- **Your task**
The answer must consist of every line below that holds the word "return".

- **Entries provided**
PR #355, opened 2022-12-08
Use more precise return type for count method

VincentLanglet:
Countable is supposed to return
```
@return int<0, max>
```
(https://github.com/vimeo/psalm/pull/8861)

So I would say it's better to rely on inherit doc rather than overriding the return tag ?
@greg0ire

- **Result of this task**
Use more precise return type for count method
Countable is supposed to return
@return int<0, max>
So I would say it's better to rely on inherit doc rather than overriding the return tag ?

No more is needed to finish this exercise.